Task requirements:
Would you go through the records below and copy each line with the string "fork"?

Stored items
----------------

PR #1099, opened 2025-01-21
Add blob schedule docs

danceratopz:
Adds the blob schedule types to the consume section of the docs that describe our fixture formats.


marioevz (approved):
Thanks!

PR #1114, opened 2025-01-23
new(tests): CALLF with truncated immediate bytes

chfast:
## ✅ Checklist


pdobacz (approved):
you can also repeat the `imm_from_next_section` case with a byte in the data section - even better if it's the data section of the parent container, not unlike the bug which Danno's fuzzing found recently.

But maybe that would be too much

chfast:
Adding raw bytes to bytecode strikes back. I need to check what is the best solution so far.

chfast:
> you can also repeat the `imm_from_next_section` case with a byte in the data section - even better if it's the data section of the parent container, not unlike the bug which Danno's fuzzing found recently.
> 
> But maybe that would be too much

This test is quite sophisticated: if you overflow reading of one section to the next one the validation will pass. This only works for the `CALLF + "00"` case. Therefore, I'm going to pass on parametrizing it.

----------------

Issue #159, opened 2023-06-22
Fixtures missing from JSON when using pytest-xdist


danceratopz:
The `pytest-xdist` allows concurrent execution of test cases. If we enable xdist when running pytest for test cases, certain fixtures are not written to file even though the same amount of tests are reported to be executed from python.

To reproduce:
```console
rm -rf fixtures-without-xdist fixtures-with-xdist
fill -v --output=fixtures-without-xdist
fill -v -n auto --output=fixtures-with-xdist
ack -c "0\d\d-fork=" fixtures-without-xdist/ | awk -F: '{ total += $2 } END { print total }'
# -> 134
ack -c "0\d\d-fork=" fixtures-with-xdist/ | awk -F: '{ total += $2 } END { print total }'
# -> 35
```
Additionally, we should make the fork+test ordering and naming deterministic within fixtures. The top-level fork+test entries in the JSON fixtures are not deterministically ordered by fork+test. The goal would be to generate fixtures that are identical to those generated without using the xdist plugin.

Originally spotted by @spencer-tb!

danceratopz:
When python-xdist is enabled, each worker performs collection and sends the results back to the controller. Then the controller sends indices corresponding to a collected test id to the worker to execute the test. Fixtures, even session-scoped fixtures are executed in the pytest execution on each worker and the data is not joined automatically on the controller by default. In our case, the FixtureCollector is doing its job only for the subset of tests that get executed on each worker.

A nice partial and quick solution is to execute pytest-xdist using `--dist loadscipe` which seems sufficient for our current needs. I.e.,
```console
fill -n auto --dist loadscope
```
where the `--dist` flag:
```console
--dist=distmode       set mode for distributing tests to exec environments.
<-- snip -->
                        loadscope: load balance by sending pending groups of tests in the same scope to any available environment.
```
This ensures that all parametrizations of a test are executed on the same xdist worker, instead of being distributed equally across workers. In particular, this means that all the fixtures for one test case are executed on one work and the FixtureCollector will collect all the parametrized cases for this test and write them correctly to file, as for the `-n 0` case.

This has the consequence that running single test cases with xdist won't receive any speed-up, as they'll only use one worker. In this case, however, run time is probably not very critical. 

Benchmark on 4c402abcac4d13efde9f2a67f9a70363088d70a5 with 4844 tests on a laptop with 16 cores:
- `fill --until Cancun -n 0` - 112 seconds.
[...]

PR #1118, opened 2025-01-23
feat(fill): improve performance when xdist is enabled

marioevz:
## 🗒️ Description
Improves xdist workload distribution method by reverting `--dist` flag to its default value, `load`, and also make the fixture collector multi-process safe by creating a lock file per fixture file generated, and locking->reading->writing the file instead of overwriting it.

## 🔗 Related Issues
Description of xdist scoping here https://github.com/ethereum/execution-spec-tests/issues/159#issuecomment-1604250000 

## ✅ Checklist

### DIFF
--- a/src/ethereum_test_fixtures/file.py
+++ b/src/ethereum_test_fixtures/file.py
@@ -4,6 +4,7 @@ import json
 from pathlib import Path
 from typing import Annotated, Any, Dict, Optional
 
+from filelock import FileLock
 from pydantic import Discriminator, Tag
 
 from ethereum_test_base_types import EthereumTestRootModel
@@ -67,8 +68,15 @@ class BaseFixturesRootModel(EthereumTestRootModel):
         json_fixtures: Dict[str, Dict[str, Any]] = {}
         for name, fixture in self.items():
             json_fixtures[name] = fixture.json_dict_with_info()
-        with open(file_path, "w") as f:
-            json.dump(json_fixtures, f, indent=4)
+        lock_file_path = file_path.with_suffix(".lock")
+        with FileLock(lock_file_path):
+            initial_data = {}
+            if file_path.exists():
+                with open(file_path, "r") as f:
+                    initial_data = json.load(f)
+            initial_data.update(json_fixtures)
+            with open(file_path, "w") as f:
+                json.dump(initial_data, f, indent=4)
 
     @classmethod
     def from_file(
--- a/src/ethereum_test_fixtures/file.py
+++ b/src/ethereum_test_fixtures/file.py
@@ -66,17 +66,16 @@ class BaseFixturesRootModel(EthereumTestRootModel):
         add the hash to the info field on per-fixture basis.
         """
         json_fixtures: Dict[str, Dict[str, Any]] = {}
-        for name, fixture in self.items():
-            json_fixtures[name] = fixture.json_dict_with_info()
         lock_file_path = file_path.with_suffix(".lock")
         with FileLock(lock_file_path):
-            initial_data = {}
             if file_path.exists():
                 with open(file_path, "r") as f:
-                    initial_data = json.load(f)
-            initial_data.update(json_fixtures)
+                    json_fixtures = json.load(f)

----------------

Task response:
ack -c "0\d\d-fork=" fixtures-without-xdist/ | awk -F: '{ total += $2 } END { print total }'
ack -c "0\d\d-fork=" fixtures-with-xdist/ | awk -F: '{ total += $2 } END { print total }'
Additionally, we should make the fork+test ordering and naming deterministic within fixtures. The top-level fork+test entries in the JSON fixtures are not deterministically ordered by fork+test. The goal would be to generate fixtures that are identical to those generated without using the xdist plugin.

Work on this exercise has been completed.